Valorisation des sites nucléaires

Le démantèlement et la réhabilitation d’installations nucléaires arrivées en fin de vie sont le centre de l'activité de valorisation des sites nucléaires. Le succès de ces chantiers de longue haleine constitue un enjeu industriel, sociétal et technique majeur pour l’avenir de l’industrie nucléaire.
Un enjeu capital pour l’avenir de l’industrie nucléaire
L'activité d'AREVA "Valorisation des sites " conçoit et assure le suivi des opérations de démantèlement et de valorisation des anciens sites nucléaires pour permettre leur réutilisation. AREVA dispose d'une expérience de plus de 20 ans dans ces métiers hautement techniques. De nombreuses installations construites dans les années 50 et 60 arrivent en fin d'exploitation. La valorisation des sites qui les hébergent représentent un défi industriel majeur, d'autant qu'ils devront pouvoir accueillir de nouveaux projets.

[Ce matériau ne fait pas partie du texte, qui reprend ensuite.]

PR #124, opened 2025-03-11
correctly fix timeout for long reports

staceysv:
creating a record of @objectivevan 's fix to enable long reports in production!

todos before merges (mostly for @Brandon-Perry 's TS wisdom!)

- [ ] please add any TS style changes 
- [ ] reduce the console logs to only the ones indicating errors/error messages
- [ ] are all the package.json changes expected/needed/correct?

### DIFF
--- a/express-server/src/pipeline/claimsStep.ts
+++ b/express-server/src/pipeline/claimsStep.ts
@@ -47,7 +47,7 @@ export async function claimsPipelineStep(env: Env, input: ClaimsStep["data"]) {
         //signal: controller.signal,
       });
       console.log("POST call finished");
-      // Clear the custom timeout since we've received a response
+
       clearTimeout(timeoutId);
 
       // Check status code (similar to `response.ok`)
@@ -84,7 +84,7 @@ export async function claimsPipelineStep(env: Env, input: ClaimsStep["data"]) {
     }
   } catch (error) {
     console.error("Claims pipeline step failed:", error);
-    // Re-throw or return an error response as desired
+
     throw error;
   }
 }
--- a/express-server/src/pipeline/claimsStep.ts
+++ b/express-server/src/pipeline/claimsStep.ts
@@ -2,38 +2,89 @@ import * as apiPyserver from "tttc-common/apiPyserver";
 import { ClaimsStep } from "./types";
 import { Env } from "../types/context";
 import { z } from "zod";
-
-const typedFetch =
-  <T extends z.ZodTypeAny>(bodySchema: T) =>
-  async (url: string, body: z.infer<T>) =>
-    await fetch(url, {
-      method: "POST",
-      body: JSON.stringify(bodySchema.parse(body) as z.infer<T>),
-      headers: {
-        "Content-Type": "application/json",
-      },
-      // wait for 7 minutes for full claims list
-      // TODO: use message queue instead
-      signal: AbortSignal.timeout(1200000),
-    });
-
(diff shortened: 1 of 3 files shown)


express-server/src/pipeline/claimsStep.ts
```diff
@@ -2,38 +2,89 @@ import * as apiPyserver from "tttc-common/apiPyserver";
 import { ClaimsStep } from "./types";
 import { Env } from "../types/context";
 import { z } from "zod";
+import { Agent } from "undici";
```
Brandon-Perry, line 5: Agent and jsonrepair are not used so these should be removed

package.json
Brandon-Perry, line 1: These changes shouldn't be in root, it should be in express-pipeline

express-server/src/pipeline/claimsStep.ts
```diff
@@ -2,38 +2,89 @@ import * as apiPyserver from "tttc-common/apiPyserver";
...
-const logger =
-  (prependMessage: string) =>
-  <T>(arg: T): T => {
-    console.log(prependMessage, arg);
-    return arg;
-  };
+      // Check status code (similar to `response.ok`)
+      if (statusCode < 200 || statusCode >= 300) {
+        // Read error text from the response body
+        let errorText = "";
```
Brandon-Perry, line 56: I'd use `await body.json()` instead of constructing the response string piecemeal unless there's a good reason to do otherwise.

express-server/src/pipeline/claimsStep.ts
```diff
@@ -2,38 +2,89 @@ import * as apiPyserver from "tttc-common/apiPyserver";
...
-    `${env.PYSERVER_URL}/claims`,
-    input,
-  )
-    .then((res) => res.json())
-    .then(logger("claims step returns: "))
-    .then(apiPyserver.claimsReply.parse);
-
-  return { claims_tree: data, usage };
+      // Read the response body
+      let responseData = "";
```
Brandon-Perry, line 64: Same as the above comment about using body.json()

express-server/src/workers.ts
```diff
@@ -217,7 +219,7 @@ const setupPipelineWorker = (connection: Redis) => {
         status: api.reportJobStatus.Values.finished,
       });
     },
-    { connection },
+    { connection, stalledInterval: 3000000, skipStalledCheck: true },
```
Brandon-Perry, line 222: Can you add a comment explaining the decision around this? Also wouldn't skipStalledCheck mean we don't need to set a stalledInterval?

package.json
```diff
@@ -1,19 +1,49 @@
...
+    "dotenv": "^16.4.5",
+    "express": "^4.18.3",
+    "firebase-admin": "^13.0.2",
+    "ioredis": "^5.4.1",
+    "node-fetch": "^3.3.2",
+    "openai": "^4.28.4",
+    "prettier": "^3.2.5",
+    "tttc-common": "file:../common/dist",
+    "undici": "^7.0.0",
+    "jsonrepair": "^1.0.0",
```
Brandon-Perry, line 45: I don't think jsonrepair is being used anywhere? Which case it should be removed.

Brandon-Perry (changes requested):

express-server/src/workers.ts
staceysv: official answer: this is the only combination that works empirically!

Brandon-Perry (approved):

Leur valorisation constitue un enjeu capital pour l’avenir de l’industrie nucléaire en même temps qu’un important défi technique :
Un enjeu de société
Le démantèlement et la valorisation des anciennes installations démontrent la réversibilité du nucléaire : comme toute activité industrielle, un site nucléaire a une durée de vie maîtrisée. Après sa réhabilitation, il peut être valorisé pour accueillir de nouvelles activités.
Un défi technique
Par la taille et la complexité des installations à décontaminer et à démanteler, les opérations de valorisation représentent des chantiers majeurs nécessitant de traiter des volumes conséquents de béton, acier, cuivre, etc. dans des conditions difficiles.

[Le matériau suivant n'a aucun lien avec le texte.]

PR #126, opened 2025-03-13
About page fixes

Brandon-Perry:


staceysv:
Tested locally, style updates look good to me!
I'm wondering if this is the right time to iterate on content / collapse some of it — also ok just merging these fixes.

staceysv (approved):
lgtm! could iterate more on content now or later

D’importants efforts de développement ont permis de définir des procédures et des techniques aujourd’hui éprouvées. La faisabilité des opérations est démontrée par les chantiers menés depuis une quinzaine d’années dans le monde.
Un enjeu économique
Des centaines de millions d’euros seront investis dans la valorisation des sites. Les chantiers s’étalent sur de nombreuses années et représentent plusieurs milliers d’emplois. Ils permettent de maintenir une importante activité après l’arrêt des installations en attendant la mise en place de nouveaux projets industriels. Ils assurent la continuité de l’activité économique locale.
Une activité industrielle d'avenir
Sur les 500 centrales nucléaires construites dans le monde, plus d’une centaine sont en fin de vie. On compte également des dizaines d’unités de recherche et d’usines de production de combustible et de recyclage.
La valorisation de ces sites à l’arrêt va devenir une activité industrielle de premier ordre et trouver sa place dans le cycle de vie d’une installation :
- conception,
- construction,
- exploitation,
- arrêt et valorisation.
Des compétences et une expertise spécifiques se déploient au sein d’AREVA. De nouveaux métiers apparaissent (chef de projet valorisation, responsable scénario et retour d’expérience, responsable méthodes opérationnelles de démantèlement, opérateur de rinçage…) et une filière de formation et de compagnonnage dédiée se met en place.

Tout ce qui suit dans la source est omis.